Cualquiera puede montarse en casa una República Independiente amueblada por los suecos, pero eso no deja de ser una vulgaridad. Tiene mucho mayor mérito la creación de un Principado como el de Sealand, que a punto está de cumplir su primer medio siglo de existencia allá por aguas del Mar del Norte.

Fue a mediados de los años sesenta cuando Roy Bates, un emprendedor pirata de las ondas, ocupó una plataforma marina abandonada para declarar a continuación la independencia de sus 550 metros cuadrados de territorio. Exiguo, pero no por ello menos orgulloso, el nuevo microEstado recibió el nombre de Principado Soberano de Sealand.

Bates se ganó a pulso la posesión de sus dominios, tras hacer frente con disparos de aviso al buque de la Royal Navy enviado por el Gobierno británico a sus aguas territoriales con el propósito de desalojarlo. El príncipe fue conducido ante un tribunal inglés que, sorprendentemente, dijo no tener jurisdicción sobre las aguas internacionales en las que se encuentra la plataforma. Argumento suficiente para que Bates interpretara el fallo como un reconocimiento «de facto» de su recién inventado país.

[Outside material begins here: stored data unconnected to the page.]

PR #1074, opened 2025-03-19
fixup generation of template config files

drammock:
on `main`, template config files have a couple of bad features:

these lines get commented out, making the file syntactically invalid (unclosed parens):

https://github.com/mne-tools/mne-bids-pipeline/blob/6005b52381203ed3993dc1cc4943e8fd507f993b/mne_bids_pipeline/_config.py#L11-L15

this line does not get commented out, because it starts with "from":

https://github.com/mne-tools/mne-bids-pipeline/blob/6005b52381203ed3993dc1cc4943e8fd507f993b/mne_bids_pipeline/_config.py#L348

This PR:

- [x] fixes commented-out import lines (item 1 above)
- [x] fixes missed commented-out line starting with "from" (item 2 above)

Animado por este éxito judicial, Bates fundó su propia dinastía y dotó de Constitución, himno y bandera al flamante Principado. Poco después acuñaría el dólar de Sealand como moneda oficial, además de nombrar primer ministro, crear un cuerpo diplomático y, naturalmente, emitir pasaportes con el sello principesco.

Sealand dispone incluso de un equipo nacional de fútbol que ha obtenido prometedores resultados en sus enfrentamientos con las selecciones de Somalilandia, Seborga y Raetia; si bien encajó una severa derrota (8-0) frente a Occitania.

Ninguna potencia grande o minúscula ha querido reconocer al nuevo Estado en sus casi cinco décadas de existencia; pero qué importa eso. Sealand ha demostrado ser una productiva fuente de ingresos para el fundador y su real familia, sin necesidad de recurrir al cobro de un tanto por ciento a cambio de la adjudicación de obras públicas. Bien es verdad que pocas podrían licitarse en un territorio de poco más de medio kilómetro.

Carente de una industria para la que no hay espacio físico, el Principado se financia con la venta de pasaportes, sellos y monedas, de gran demanda estas últimas entre los coleccionistas. A esos productos añadió aún Michael, el ingenioso príncipe heredero de Roy Bates, la concesión de títulos de Lord, Lady, barón y conde, previo pago de unos módicos derechos de expedición. Por 40 euros puede adquirirse uno de Lord; y por 270 la dignidad de conde que otorga el Principado según la oportuna oferta que figura en su página web.

Al astuto Bates acabaría por salirle competencia, para su infortunio. Un grupo de pillos casi tan audaces como él falsificaron en España decenas de miles de pasaportes de Sealand que en algunos casos fueron a parar a gente poco recomendable. La policía española detuvo por estafa a varios delincuentes que se hacían pasar por cónsules, embajadores y hasta ministros del Principado. Gracias a esa operación se supo que la imaginaria embajada de Sealand en España tenía su sede en un bingo.

Toda una historia de fábula, como se ve. Por comparación con el Principado, las repúblicas independientes que nos montan a domicilio resultan de lo más aburridas. Y con mucho menos pedigrí, desde luego.